Frame summary (DX12 and Vulkan)¶
This window describes the structure of a profile from a number of different perspectives.

The System activity section displays a system-level view of sync operations and when command buffers were submitted to the GPU. Speaking in general terms, all profiles contain two types of data: command buffer timing data and SQTT timing data. This pane displays the former, and the rest of RGP displays the latter.
Along the top, we find a series of controls:
- GPU and CPU based frames: Controls how to display frame
boundaries, which are also bracketed by black markers. The difference
in time between both modes can help to visualize latency between
workload submission and execution. The driver provides each command
buffer with a frame number, a CPU submit timestamp, a GPU start
timestamp, and a GPU end timestamp.
- GPU-based frames: Interprets frame boundaries to begin when a present finished on the GPU.
- CPU-based frames: Interprets frame boundaries to begin when a present was submitted on the CPU.
- Workload views: Provide twelve different ways to view the same data:
- Command buffers: Shows a list of all command buffers in a submission. Disabling this will condense all command buffers into a single submission block which also specifies the number of contained command buffers.
- Sync objects: Toggles whether to display signals and waits.
- Sequential: An alternate view which shows data linearly as opposed to stacked. The dark right-most portion of command buffers and submits indicates execution time on the GPU.
- GPU only: A flat view of the data which represents solely GPU work.
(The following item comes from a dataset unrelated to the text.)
PR #344, opened 2022-12-02
Fix PCR OCP PCD Firmware Version

xaionaro:
The mechanism to return the default PCD Firmware Version String is broken. Fixing it.


pkg/pcr/measurement_id.go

This helps visualize parallelism among all GPU queues.
- CPU submission markers: Draw vertical lines to help visualize when the CPU issued certain types of workloads to the GPU.
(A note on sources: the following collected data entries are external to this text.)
PR #349, opened 2023-01-23
Adjustments for a new AMD platform

xaionaro:
# Please review on per commit basis.

---

# Additional context on commit https://github.com/9elements/converged-security-suite/pull/349/commits/af5cf6d67867864834abdc09f069b56de50fd1b6 :

Basically I want to get
`* measurement 'DXE' does not match the digest reported in EventLog: 327885A92725B24F36664245B79517F7C2E1EB8DEDE90489540508250821A430 != FB4DA84CADAB0FF6ABD9AB6354D850A472C2F245D6EFA8DB6D4B9FE47D525EE3; log entry analysis: mentioned byte ranges: [{"Offset":"0xff5630a4", "Length":"0x70cf5c"}]; related UEFI nodes: [bios_region volume:4F1C52D3-D824-4D2A-A2F0-EC40C23C5916 file:9E21FD93-9C72-4C15-8C4B-E77F1DB2D792]; possible digest: 500E22B42E2732F6CB7B626D3491F3650440BBC47390B5A07CB2168D70F42078`

instead of  just:
`* measurement 'DXE' does not match the digest reported in EventLog: 327885A92725B24F36664245B79517F7C2E1EB8DEDE90489540508250821A430 != FB4DA84CADAB0FF6ABD9AB6354D850A472C2F245D6EFA8DB6D4B9FE47D525EE3; log entry analysis: mentioned byte ranges: [{"Offset":"0xff5630a4", "Length":"0x70cf5c"}]; related UEFI nodes: [bios_region volume:4F1C52D3-D824-4D2A-A2F0-EC40C23C5916 file:9E21FD93-9C72-4C15-8C4B-E77F1DB2D792]`

The additional digest also provides information. So what I have in my case:
* We expect one digest.
* In TPM EventLog we have another digest.
* The referenced data (in the description of the log entry) has a third digest.

In this case I cannot reproduce PCR0 from TPM EventLog, so this third digest is an useful hint which exactly digest there could be instead.


zaolin (approved):

pkg/pcrbruteforcer/reproduce_event_log.go
```diff
@@ -20,12 +20,14 @@ import (
...
 type SettingsReproduceEventLog struct {
 	SettingsBruteforceACMPolicyStatus
+	DisabledEventsMaxDistance uint64
 }
 
 // DefaultSettingsReproduceEventLog returns recommended default PCR0 settings
 func DefaultSettingsReproduceEventLog() SettingsReproduceEventLog {
 	return SettingsReproduceEventLog{
 		SettingsBruteforceACMPolicyStatus: DefaultSettingsBruteforceACMPolicyStatus(),
+		DisabledEventsMaxDistance:         2, // arbitrary value based on previous experience, hoping to handle within a second; TODO: add benchmarks
```
u1f35c, line 30: We drop from 5 to 2 without a comment about the fact we're doing so in the commit message.

u1f35c (approved):

pkg/pcrbruteforcer/reproduce_event_log.go
xaionaro: Yeah. AMD has so many measurements that bruteforcing becomes too expensive computationally. Because of that I had to drop the depth of bruteforcing.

- Zoom controls: Consistent with the rest of the tool, these allow users to drill down into points of interest. More information can be found under the Zoom Controls section.
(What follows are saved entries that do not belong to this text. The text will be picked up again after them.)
PR #359, opened 2023-04-13
[pkg/tpmeventlog] Move Replay from `pcr` to `tpmeventlog`

xaionaro:
This is required to migrate from `pcr` to `bootflow`.


pkg/tpmeventlog/replay.go
```diff
@@ -50,3 +52,89 @@ func (eventLog *TPMEventLog) FilterEvents(pcrIndex pcr.ID, hashAlgo TPMAlgorithm
...
+				return nil, fmt.Errorf("unable to hash: %w", err)
+			}
+			result = hasher.Sum(nil)
+			hasher.Reset()
+			_, _ = fmt.Fprintf(logOut, " -> %X\n", result)
+		}
+	}
+
+	return result, nil
+}
```
xaionaro, line 140: Moved from pcr/replay.go, with few changes:
* Deleted the first `case` in the `switch`.
* Updated the condition in the second `case`.
* Removed `tpmeventlog.`.

pkg/tpmeventlog/errors.go
```diff
@@ -2,6 +2,8 @@ package tpmeventlog
 
 import (
 	"fmt"
+
+	pcr "github.com/9elements/converged-security-suite/v2/pkg/pcr/types"
```
xaionaro, line 6: This is a tolerable (and lightweight enough) dependency for now.

u1f35c (approved):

In the middle, we find the actual view. Each queue (Graphics, Compute, Copy) gets its own section. The alternating grey and white backgrounds indicate frame boundaries. The blue region indicates which command buffers were profiled with SQTT data, for more detailed event analysis in other sections of the tool. Note that command buffers are visualized using two shades of the same color. The lighter shade represents time spent prior to reaching the GPU, and the darker shade represents actual execution.
Please note that the view is interactive, making it possible for users to select and highlight command buffers, sync objects, and submission points.
Users can correlate between command buffer timing data and SQTT data by right-clicking on a command buffer within the “Detailed GPU events” region. This will bring up a context menu which contains three menu items for finding the first event within the selected command buffer. Selecting one of the menu items will navigate to the appropriate pane and set focus on the specified event.
Along the bottom, we find information about user selections:
- Submit time: Specifies when work was issued by the CPU
- Submit duration: Specifies the full duration of the submit
- Enqueue duration: Specifies how long the work was queued before beginning on the GPU
- GPU duration: Specifies how long the GPU took to execute it.
Below the queue timings view we find the following summary:

This shows an interpretation of queue timings data to determine which processor is the bottleneck. By default, if the GPU is idle more than 5% of the time then the profile is considered to be CPU-bound. This percentage may be adjusted in RGP settings.
Please note that the values displayed for Frame duration and Frame rate are sourced from SQTT data. In other words, they are based on duration and shader clock frequency used in other RGP panes such as Wavefront occupancy.
The Profiling overhead shows the amount of profiling data that was written to video memory by the hardware while gathering the RGP profile. The profiling overhead is also expressed in terms of memory bandwidth used to write the data. The profiling overhead is comprised of both SQTT data and the cache counter data collected while profiling.
The Queue submissions and Command buffers pie charts show the number of queue submissions and command buffers in the frame broken down by the Direct and Compute queues. Compute submissions are colored in yellow and graphics submissions are colored in light blue. The Sync Primitives section counts how many unique signal and wait objects were detected throughout the profile. Please note that only signals and waits from queue operations are included in the profile data. For instance, any Vulkan signals originating from vkAcquireNextImageKHR will not appear since that is not a queue operation.

The Event statistics pie chart and table show the event counts colored by type. In the above example there are 281 Dispatch and 1,633 DrawIndexedInstanced events. The Instanced primitives histogram shows the number of events that drew N (1 to 16+) instances. In the example above we see that most events drew just a single instance, whereas a lesser number of events drew 2-9 and 16 instances.

Geometry breakdown gives a summary of the vertices, shaded primitives, shaded pixels, and instanced primitives. In the above example we can see that the GS is being used to expand the number of shaded primitives. Also, looking at the Rendered Primitives histogram we can see that one draw uses between 0 and 1K primitives, and the other draw call uses 11k or more primitives. This makes sense given that the profile is from the D3D12nBodyGravity SDK sample.